Se trata, dicen los promotores, de incrementar la cobertura y calidad de los bienes y servicios que proporciona el sector público, manteniendo la infraestructura en condiciones óptimas de operación, sin presionar el gasto público al diferir el impacto del endeudamiento a lo largo del periodo en que esté vigente el contrato. De aprobarse esta reforma el gobierno podría contratar empresas para financiar, construir, administrar y operar una infraestructura o un servicio público, otorgando una contraprestación, ya sea a través de una pago mensual durante el tiempo del contrato (25 a 40 años) o mediante la cesión de los ingresos por el servicio prestado. Se trata a todas luces de una privatización que transfiere la responsabilidad pública al sector privado.

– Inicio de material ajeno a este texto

PR #4018, opened 2024-01-02
Add <init> naming for ruby constructors

badly-drawn-wizards:
- Set the name of method nodes of ruby initialize methods whose parent method ast is a TYPE_DECL to be `<init>`.
- Also set the full name AST accordingly
- Create a default `<init>` if no constructor is present
  This is done pretty jankily, as I have added a stack  of boolean flags of whether the immediate TypeDecl contains a constructor. I'd love to know if there is a better way.

### DIFF
--- a/joern-cli/frontends/rubysrc2cpg/src/main/scala/io/joern/rubysrc2cpg/astcreation/AstCreatorHelper.scala
+++ b/joern-cli/frontends/rubysrc2cpg/src/main/scala/io/joern/rubysrc2cpg/astcreation/AstCreatorHelper.scala
@@ -18,10 +18,14 @@ trait AstCreatorHelper { this: AstCreator =>
    * */
   protected val methodAstParentStack: Stack[NewNode] = new Stack()
 
-  /* Use to if any constructors of classes are present to know if a default constructor should be generated
+  /* Used if any constructors of classes are present to know if a default constructor should be generated
    * TODO: this seems too specific to add another stack, perhaps there is a better way in checking the class body. There are some possible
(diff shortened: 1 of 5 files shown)


joern-cli/frontends/rubysrc2cpg/src/main/scala/io/joern/rubysrc2cpg/astcreation/AstCreatorHelper.scala
```diff
@@ -18,6 +18,11 @@ trait AstCreatorHelper { this: AstCreator =>
    * */
   protected val methodAstParentStack: Stack[NewNode] = new Stack()
 
+  /* Use to if any constructors of classes are present to know if a default constructor should be generated
```
fabsx00, line 21: `Use to ... to know` - two "to"s?

joern-cli/frontends/rubysrc2cpg/src/main/scala/io/joern/rubysrc2cpg/astcreation/AstCreatorHelper.scala
```diff
@@ -18,6 +18,11 @@ trait AstCreatorHelper { this: AstCreator =>
...
+   * TODO: this seems too specific to add another stack, perhaps there is a better way in checking the class body. There are some possible
```
fabsx00, line 22: It may be possible to use one context-stack by defining a context-class used as a type for stack elements. Not sure if this makes sense here, but that's something that has worked well in the past.

fabsx00 (approved):

PR #4022, opened 2024-01-04
[csharpsrc2cpg] Handle basic operators

karan-batavia:
This PR adds support for operators (arithmetic, logical, comparison, and bitwise) in the `csharpsrc2cpg` frontend.

### DIFF
--- a/joern-cli/frontends/x2cpg/src/main/scala/io/joern/x2cpg/utils/ExternalCommand.scala
+++ b/joern-cli/frontends/x2cpg/src/main/scala/io/joern/x2cpg/utils/ExternalCommand.scala
@@ -10,7 +10,7 @@ object ExternalCommand {
 
   private val IS_WIN: Boolean = scala.util.Properties.isWin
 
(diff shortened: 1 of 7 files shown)


joern-cli/frontends/x2cpg/src/main/scala/io/joern/x2cpg/utils/ExternalCommand.scala
```diff
@@ -10,7 +10,7 @@ object ExternalCommand {
 
   private val IS_WIN: Boolean = scala.util.Properties.isWin
 
-  private val shellPrefix: Seq[String] = if (IS_WIN) "cmd" :: "/c" :: Nil else "sh" :: "-c" :: Nil
```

La minuta parte —nuevamente— de la falsa idea de que la empresa privada es más eficiente que el gobierno, convirtiendo las responsabilidades públicas en negocios privados, sin garantías en el cumplimiento de los contratos y comprometiendo a futuro los recursos públicos, ya que a partir de la contratación el gobierno brinda garantías legales para que la deuda que se adquiere —a costos superiores a los del sistema bancario— se etiquete como gasto corriente y se considere prioritaria e ineludible, comprometiendo los recursos públicos para los años subsiguientes. Es decir, los contratos se deberán pagar antes de cualquier otro ejercicio y, en caso de negativa, el pago se hará con cargo a las participaciones federales a la entidad federativa de que se trate, con lo que se puede llegar al absurdo de que un gobierno local se quede sin recursos que ejercer al estar comprometidos en contratos anteriores.

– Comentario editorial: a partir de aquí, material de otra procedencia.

Issue #3926, opened 2023-12-11
[ruby] `when` Statements (Switch Statements)


DavidBakerEffendi:
A nice resource for understanding this is here: https://www.rubyguides.com/2015/10/ruby-case/

Note that the `default` case is called `else` in Ruby, but the `CfgCreator` requires the `name` property to be `default`.

The older modelling for this can be found in the `deprecated` frontend under `AstForControlStructuresCreator`.

PR #4029, opened 2024-01-08
[ruby] when Statements (Switch Statements) #3926

badly-drawn-wizards:
This draft translates ruby `case` expressions into `if-elif-...-else-end` chains. 

The expression matched against is assigned a temporary variable `<tmp-#>` where # is a number. I was not sure on the convention but I wanted to be sure the variable is always fresh.

A single when can contain a list of expressions to match against, which I translate into an `or-expression` if there is more than one. When matching against an expression `mExpr`, it is turned into a condition with `mExpr.=== <tmp-#>`.

This list of expressions can contain a splat at the end, which we aren't handling yet.

It also remains maybe to special case to a switch ast if all match expressions are literals.

TextSpans for the generated intermediate ast are not sane and will need to be considered more carefully.

Sanity checking, unit tests and more documentation remain to be done.

### DIFF
--- a/joern-cli/frontends/rubysrc2cpg/src/main/scala/io/joern/rubysrc2cpg/astcreation/AstForStatementsCreator.scala
+++ b/joern-cli/frontends/rubysrc2cpg/src/main/scala/io/joern/rubysrc2cpg/astcreation/AstForStatementsCreator.scala
@@ -14,6 +14,7 @@ trait AstForStatementsCreator(implicit withSchemaValidation: ValidationMode) { t
     case node: UntilExpression            => astForUntilStatement(node) :: Nil
     case node: IfExpression               => astForIfStatement(node) :: Nil
     case node: UnlessExpression           => astForUnlessStatement(node) :: Nil
+    case node: CaseExpression             => astsForCaseExpression(node)
     case node: StatementList              => astForStatementList(node) :: Nil
     case node: SimpleCallWithBlock        => astForSimpleCallWithBlock(node) :: Nil
     case node: MemberCallWithBlock        => astForMemberCallWithBlock(node) :: Nil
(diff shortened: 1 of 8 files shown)


DavidBakerEffendi (commented):
Looking good so far

joern-cli/frontends/rubysrc2cpg/src/main/scala/io/joern/rubysrc2cpg/astcreation/AstForStatementsCreator.scala
```diff
@@ -100,6 +101,46 @@ trait AstForStatementsCreator(implicit withSchemaValidation: ValidationMode) { t
...
+        (whenClause: WhenClause, restClause: Option[RubyNode]) =>
+          // We translate multiple match expressions into an or expression.
+          // There may be a splat as the last match expression, which is currently parsed as unknown
+          // A single match expression is compared using `.===` to case target expression if it is present
+          // otherwise it is treated as a conditional.
+          val conditions = whenClause.matchExpressions.map {
+            case u: Unknown => u
+            case mExpr      => expr.map(e => MemberCall(e, ".", "===", List(mExpr))(mExpr.span)).getOrElse(mExpr)
+          }
+          // There is always at least one match expression
```
badly-drawn-wizards, line 118: I realised that there could be a single splat, I should handle that.

joern-cli/frontends/rubysrc2cpg/src/main/scala/io/joern/rubysrc2cpg/astcreation/AstForStatementsCreator.scala
```diff
@@ -100,6 +101,46 @@ trait AstForStatementsCreator(implicit withSchemaValidation: ValidationMode) { t
     controlStructureAst(ifNode, Some(notConditionAst), thenAst :: elseAsts)
   }
 
+  protected def astsForCaseExpression(node: CaseExpression): Seq[Ast] = {
+    def goCase(expr: Option[SimpleIdentifier]): List[RubyNode] = {
+      val elseThenClause: Option[RubyNode] = node.elseClause.map(_.asInstanceOf[ElseClause].thenClause)
+      val whenClauses                      = node.whenClauses.map(_.asInstanceOf[WhenClause])
+      val ifElseChain = whenClauses.foldRight[Option[RubyNode]](elseThenClause) {
```
badly-drawn-wizards, line 108: I only saw later that there is already a fold in the IfExpression handling, I will switch to that instead.

xavierpinho: Just a quick note about that fold - it was created when there was still no RubyNode and we were operating on top of ANTLR contexts. With dedicated RubyNodes for each construct, it might be more confusing than useful/elegant at times, so you are the better judge.

badly-drawn-wizards: Yeah, I later saw later I might have to do some weird special casing if I went that route for if vs elif, so this fold might be cleaner in this case. Just don't want to create a special snowflake in the the code.

joern-cli/frontends/rubysrc2cpg/src/test/scala/io/joern/rubysrc2cpg/querying/CaseTests.scala
```diff
@@ -0,0 +1,91 @@
...
+    val List(lhs, rhs) = assign.argument.l
+
+    List(lhs).isCall.name.l shouldBe List("<tmp-0>")
+    List(rhs).isLiteral.code.l shouldBe List("0")
+
+    val headIf @ List(_)           = block.astChildren.isControlStructure.l
+    val ifStmts @ List(_, _, _, _) = headIf.repeat(_.astChildren.order(3).astChildren.isControlStructure)(_.emit).l;
+    val conds: List[List[String]] = ifStmts.condition.map { cond =>
+      val orConds = List(cond)
+        .repeat(_.isCall.where(_.name("<operator>.logicalOr")).argument)(
```
DavidBakerEffendi, line 33:
```suggestion
        .repeat(_.isCall.where(_.name(Operators.logicalOr)).argument)(
```

joern-cli/frontends/rubysrc2cpg/src/test/scala/io/joern/rubysrc2cpg/querying/CaseTests.scala
```diff
@@ -0,0 +1,91 @@
...
+          _.emit(_.whereNot(_.isCall.name("<operator>.logicalOr")))
```
DavidBakerEffendi, line 34:
```suggestion
          _.emit(_.whereNot(_.isCall.name(Operators.logicalOr)))
```

joern-cli/frontends/rubysrc2cpg/src/test/scala/io/joern/rubysrc2cpg/querying/CaseTests.scala
```diff
@@ -0,0 +1,91 @@
...
+      |end
+      |""".stripMargin)
+
+    val block @ List(_) = cpg.method(":program").block.astChildren.isBlock.l
+
+    val headIf @ List(_)           = block.astChildren.isControlStructure.l
+    val ifStmts @ List(_, _, _, _) = headIf.repeat(_.astChildren.order(3).astChildren.isControlStructure)(_.emit).l;
+    val conds: List[List[String]] = ifStmts.condition.map { cond =>
+      val orConds = List(cond)
+        .repeat(_.isCall.where(_.name("<operator>.logicalOr")).argument)(
```
DavidBakerEffendi, line 75:
```suggestion
        .repeat(_.isCall.where(_.name(Operators.logicalOr)).argument)(
```

joern-cli/frontends/rubysrc2cpg/src/test/scala/io/joern/rubysrc2cpg/querying/CaseTests.scala
```diff
@@ -0,0 +1,91 @@
...
+          _.emit(_.whereNot(_.isCall.name("<operator>.logicalOr")))
```
DavidBakerEffendi, line 76:
```suggestion
          _.emit(_.whereNot(_.isCall.name(Operators.logicalOr)))
```

DavidBakerEffendi (approved):
Just a few suggestions, but otherwise we can ship it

El debate en torno a este tipo de asociaciones no es novedoso, las APPs surgen en 1992 en el Reino Unido, como un mecanismo a través del cual el Estado pretendía dinamizar la construcción y operación de infraestructura apoyándose en el financiamiento privado, amortizando los costos de la inversión a mediano y largo plazos. Se pretendía garantizar la disponibilidad de nueva infraestructura, delegando en el sector privado los riesgos y contingencias relacionados con la planeación, implementación y ejecución de las obras. Pero, a pesar de las bondades anunciadas, han surgido diversos problemas que han llevado a replantear —e incluso revertir— este tipo de asociación, pues se ha demostrado que el costo de financiamiento de la infraestructura pública suele ser superior al del esquema tradicional, ya que el particular busca una tasa de retorno superior a la obtenida mediante deuda, lo que impacta negativamente las finanzas públicas y en la capacidad gubernamental para mantener y expandir los servicios existentes, al tiempo que la acumulación de pasivos a largo plazo reduce la capacidad de acción de administraciones ulteriores. En algunos casos han surgido terceros para renegociar y cumplir parcialmente las obligaciones asumidas por el contratante original y en otros las obras han quedado inconclusas y los servicios suspendidos. En varios más, la calidad de las obras y servicios ha sido menor y se han identificado casos de corrupción.
Evidencias internacionales demuestran que no se transfiere ningún riesgo al particular, no se cumplen los plazos y las especificaciones de los contratos y no se sanciona a las empresas por incumplimiento, a lo que se suma, en nuestro caso, el hecho de que se viola la Constitución al hacer una interpretación sesgada de la rectoría del Estado, mediante la asunción de deuda contabilizada como gasto corriente, prescindiendo, además, de la facultad fiscalizadora del Congreso.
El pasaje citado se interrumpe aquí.